Three main types of house price indexes can be found in the literature: median or mean indexes, repeat sales indexes and hedonic indexes. A median (mean) index tracks the change in the price of the median (mean) house traded from one period to the next. This method is problematic in that the characteristics of, e.g., the median house changes over time. The problem is often tackled by stratifying the samples according to region, type of dwelling, etc., a procedure which is also known as mix adjustment. Stratification obviously requires additional data.

Repeat sales methods address the quality mix problem by restricting the data set to houses that have been sold twice or more during the sample period. This ensures that 'like is compared with like', assuming that the quality of the individual houses remains unchanged. Repeat sales methods are based on regressions where the repeat sales data pertaining to different periods are pooled. A potential drawback is revision; when new data is added to the sample, previously computed index numbers will change. The repeat sales method is originally due to Bailey, Muth and Nourse (1963). Case and Shiller (1987, 1989) argue that changes in house prices include components whose variances increase with the interval of sales and propose a Weighted Least Squares approach to adjust for this type of heteroskedasticity. An alternative weighted method has been suggested by Calhoun (1996). Jansen, de Vries, Coolen, Lamain and Boelhouwer (2008), using Dutch data, compare the unweighted repeat sales method with various weighted methods and conclude that the unweighted method performs satisfactorily.

Unlike repeat sales methods, hedonic regression methods can in principle adjust for quality changes of individual properties (in addition to quality mix changes). These methods utilize information on housing characteristics, such as number of bedrooms, lot size and location, to estimate quality adjusted price indexes using regression techniques. Today, hedonic house price indexes are computed in many countries. For example, the French statistical agency (INSEE), jointly with Conseil Supérieur du Notariat, compiles a hedonic index (Gouriéroux and Laferrère 2009) as does Statistics Finland (Saarnio 2006).

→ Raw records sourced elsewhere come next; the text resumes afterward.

Issue #324, opened 2018-09-24
Testing vue-clie javascript components with jest: nearest does not work


doits:
To run jest in vue-cli apps, one cannot use `jest` directly (see [explanation](https://www.npmjs.com/package/@vue/cli-plugin-unit-jest)):

> Note that directly running jest will fail because the Babel preset requires hints to make your code work in Node.js, so you must run your tests with vue-cli-service test:unit.

To make this a little bit more complicated, I use `yarn` for my dependency management. This means to run tests I have to do:

```js
yarn test:unit [jest options]
```

I configured vim-test to do this:

```vimscript
let test#javascript#jest#executable = 'yarn test:unit'
```

But the problem is that the `jest` script passes `--` explicitly as a command line arg. For example the resulting command run is:

```
yarn test:unit --no-coverage -t '^ApplicationForm\.vue test descriptions$' -- tests/unit/components/ApplicationForm.spec.js
```

This unfortunately tests the whole file `tests/unit/components/ApplicationForm.spec.js`, not only the example I wanted to run. The reason is:

`yarn` outputs this warning:

> Warning From Yarn 1.0 onwards, scripts don't require "--" for options to be forwarded. In a future version, any explicit "--" will be forwarded as-is to the scripts.

It seems to ignore everything before the two dashes `--`, so in fact it runs:

```
yarn test:unit tests/unit/components/ApplicationForm.spec.js
```

When I remove the two dashes `--` manually, it works like expected (and `yarn` does not output a warning):

```
yarn test:unit --no-coverage -t '^ApplicationForm\.vue test descriptions$' tests/unit/components/ApplicationForm.spec.js
```

The general questions are:

- Do you want to detect a `vue-cli` app and `yarn` automatically in this case and do everything right automatically without configuration? A starting point could be to search for `@vue/cli-plugin-unit-jest` in `package.json` to detect the use of `jest` in combination with `vue-cli` and a `yarn.lock` for `yarn`
- If not, is adding a config option to the `jest` test runner to *not* add those two dashes `--` an option? (this would simply solve my problem at least)
- How can this scenario be handled in a neat way?

codeinabox:
[...]

PR #582, opened 2021-08-12
Use vue-cli-service to run tests

typedin:
When a project has been created with the vue-cli tool, it might a bit wiser to use the wrapper around the test runners that are installed via the command line tool.

maybe related to this: #324


spec/vue_test_utils.vim
```diff
@@ -0,0 +1,81 @@
...
+    call Teardown()
+    cd -
+  end
+
+  context "on nearest tests"
+    it "runs vue-cli-service"
+      view +1 __tests__/normal-test.js
+      TestNearest
+
+      " vue-cli-service test:unit --no-coverage -t \"renders props.msg when passed" -- tests/unit/example.spec.ts
```
codeinabox, line 19: Could you remove this comment

codeinabox (commented):
Thank you for this! Only two small pieces of feedback

1. Remove the comment
2. Update doc/test.txt with something like the following:

```
                                                *test-:VueTestUtils*
:VueTestUtils [args]  	         Uses the `vue-cli-service` command.
```

spec/vue_test_utils.vim
typedin: Sorry for that. It should be ok now.

PR #588, opened 2021-09-29
Add support for mint test

esensar:
This adds support for test runner for [mint language](https://www.mint-lang.com/)


codeinabox (approved):
Thank you so much for this! I didn't know about Mint so it's great to support another language

PR #598, opened 2021-10-31
Add TestNearest support for Lua's Busted test runner

mblayman:
This PR updates the `busted` plugin to add support for `TestNearest` so that it will execute the nearest test instead of the entire file (which is the current implementation). The modifications handle both `it` and `describe` functions. I also wrote some tests for Moonscript to make sure that it works for that style of Lua too.

I made this work by taking advantage of the `--filter` flag with `busted`. The `--filter` flag expects the value to be a proper Lua pattern. Because of that constraint, the plugin does the proper escaping of the Lua pattern "magic characters" (defined in the [Lua docs](https://www.lua.org/pil/20.2.html)).

There is a small limitation to this implementation. If multiple tests in the same file have the same string description, then `TestNearest` will run all identically labeled tests. This seemed like an acceptable tradeoff because it's still more accurate than running all the tests in a file.

PR Checklist:


autoload/test/base.vim
```diff
@@ -93,7 +93,7 @@ endfunction
 " Instead of taking a "position" argument, this function takes 3:
 "   - "filename" is the equivalent of "position['file']"
 "   - "from_line" the line number from where to start the search, is the
-"   equivalent fo "position['line']"
+"   equivalent of "position['line']"
```
codeinabox, line 96: Thank you for fixing this typo!

codeinabox (approved):
Thank you for taking the time for this great addition, it's super appreciated!

PR #601, opened 2021-11-10
Enable backtick surrounded test names in Kotlin

marcelja:
In Kotlin, test function names can be surrounded by backticks. https://todd.ginsberg.com/post/kotlin-function-names/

The UK has three hedonic house price indexes, compiled by different institutes. RPData-Rismark computes hedonic indexes for the capital cities in Australia (Hardman 2011). Hedonic indexes come in two main varieties. The time dummy method models the log of price as a function of property characteristics and a set of dummy variables indicating the time periods. Since the data of all periods are pooled, this method suffers from revision as well. Hedonic imputation methods, which estimate the 'missing prices', do not have this drawback. Hill and Melser (2008) discuss numerous hedonic imputation methods in the housing context. Diewert, Heravi and Silver (2009) and de Haan (2010) provide a comparison between time dummy and hedonic imputation price indexes.

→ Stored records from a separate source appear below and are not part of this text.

PR #608, opened 2021-12-17
Use python -m pytest instead of pytest

### LINKED ISSUE #606: Change pytest executable to python -m pytest
When use `pytest` instead of `python -m pytest`, the `sys.path` may not be correctly set, cause the tests fail with `ImportError`. Here is a stackoverflow [question](https://stackoverflow.com/questions/42996270/change-pytest-rootdir) related to this.

There is a very simple fix, add `python -m` as the executable prefix when `pipenv` and `poetry` not in used. Basic add two lines in `autoload/test/python/pytest.vim`:

```vim
function! test#python#pytest#executable() abort
  let pipenv_prefix = ""

  if filereadable("Pipfile")
  elseif filereadable("poetry.lock")
    let pipenv_prefix = "poetry run "
  else
    let pipenv_prefix = "python -m"   " use python -m pytest instead of pytest
  endif

  if executable("py.test") && !executable("pytest")
    return pipenv_prefix . "py.test"
  else
    return pipenv_prefix . "pytest"
  endif
endfunction
```

I have tested this locally and it works fine. If this change is OK I can submit a pull request.

kkpattern:
When executing pytest command directly. The current directory won't be added to sys.path. In a typical python project structure, if we have a `package` directory and a `test` directory in the top directory, executing pytest directly will cause `from package import x` to fail in test code. This resolves #606 .


codeinabox (approved):
Thank you for this fix! Very much appreciated

PR #609, opened 2021-12-18
fix test function pattern for Go

lunarxlark:
In Go, test function name rule is to begin with `Test`.
Actually, `Testテスト` is testable.

```
> go test -v . --run Testテスト
=== RUN   Testテスト
--- PASS: Testテスト (0.00s)
PASS
ok      github.com/lunarxlark/test     0.243s
```

### DIFF
--- a/autoload/test/go.vim
+++ b/autoload/test/go.vim
@@ -1,5 +1,5 @@
 let test#go#patterns = {
-  \ 'test':      ['\v^\s*func (\w+)'],
+  \ 'test':      ['\v^\s*func ((Test|Example).*)\('],
   \ 'namespace': [],
 \}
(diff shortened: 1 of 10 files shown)


codeinabox (commented):
どうもありがとうございますよ! Thank you for this fix, should we also update the fixtures and specs to reflect this change?

lunarxlark:
> Thank you for this fix, should we also update the fixtures and specs to reflect this change?

Yes. I'm missed it. fix it later.

lunarxlark:
update fixture and spec of gotest, delve, richgo.

codeinabox (approved):
This is great and very thorough - thank you!

PR #614, opened 2021-12-29
[golang] Match methods as test functions

kassio:


codeinabox:
@kassio would you like a hand with this?

kassio:
@codeinabox, 

Yes, I'm currently without time, but I think would be nice to add some tests cases for this. What do you think?

codeinabox:
> @codeinabox,
> 
> Yes, I'm currently without time, but I think would be nice to add some tests cases for this. What do you think?

Thank you for patience on this, could give it a go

A fourth approach to estimating house price indexes is the use of assessment or appraisal data. One option is to augment a repeat sales dataset by using assessment data as estimates for past or current values of properties that have not been resold during the sample period. Some of the data on which the repeat sales index is based would then be pseudo rather than genuine repeat data. For more on the use of assessment information in a repeat sales price index and the removal of appraisal bias, see e.g., Geltner (1996), Edelstein and Quan (2006), and Leventis (2006). Another option, which also controls for quality-mix changes, is to combine current selling prices with appraisals from an earlier period to compute price relatives in a standard matched-model framework. An advantage over the repeat sales approach is that index numbers will not be revised. This so-called Sale Price Appraisal Ratio (SPAR) method has been applied in New Zealand for a long time now and is currently also being used in the Netherlands and a few other European countries. Bourassa, Hoesli and Sun (2006) describe the New Zealand SPAR index which is compiled by Quotable Value, a state-owned property valuation company. Other studies into the SPAR method include Rossini and Kershaw (2006), van der Wal, ter Steege and Kroese (2006), de Vries, de Haan, van der Wal and Mariën (2009), de Haan, van der Wal and de Vries (2009), Shi, Young and Hargreaves (2009), and Grimes and Young (2010).

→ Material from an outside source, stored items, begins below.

PR #615, opened 2021-12-30
Allow configuring stack test command

drewolson:
This PR allows overriding the test command for Haskell's `stack`. Specifically, it allows you to use `test .` as the default command, which works better in multi-package stack projects.

### DIFF
--- a/autoload/test/haskell/stacktest.vim
+++ b/autoload/test/haskell/stacktest.vim
@@ -2,6 +2,10 @@ if !exists('g:test#haskell#stacktest#file_pattern')
   let g:test#haskell#stacktest#file_pattern = '\v^(.*spec.*)\c\.hs$'
 endif
 
+if !exists('g:test#haskell#stacktest#test_command')
+  let g:test#haskell#stacktest#test_command = 'test'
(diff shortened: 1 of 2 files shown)


codeinabox (commented):
Thank you for this. There is a failing test in spec/stacktest_spec.vim, let me know if you need a hand updating this.

drewolson:
Whoops sorry about that, I'll take a look now.

drewolson:
I'm actually not sure why `"test"` was quoted only in the zero-argument case. I think this is incorrect. Are you ok with me updating this test to remove the quotes?

drewolson:
I've updated the test, let me know if this works for you.

codeinabox:
> I've updated the test, let me know if this works for you.

Thank you for quickly sorting this. Could you please  add a scenario to the spec where `g:test#haskell#stacktest#test_command` is overriden and then I think this is good to merge in.

drewolson:
@codeinabox done

codeinabox (approved):
Thanks again, this is great and I'm happy to merge it in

In this paper we outline an alternative appraisal-based method to measure house price change. The appraisals serve as auxiliary information in a generalized regression (GREG) estimation framework. GREG is a model-assisted technique that can be used to increase efficiency as compared to simpler estimators such as sample means (Särndal, Swensson and Wretman 1992), provided that population information is known for one or more variables that exhibit a strong linear correlation with the variable under study. In our case we regress selling prices in each time period on appraisals. Appraised values are available in the Netherlands for all properties in stock in some reference period, and we expect them to be highly collinear with selling prices. Although the method is based on regression, the resulting price index is not a hedonic index as the regression model is descriptive rather than explanatory.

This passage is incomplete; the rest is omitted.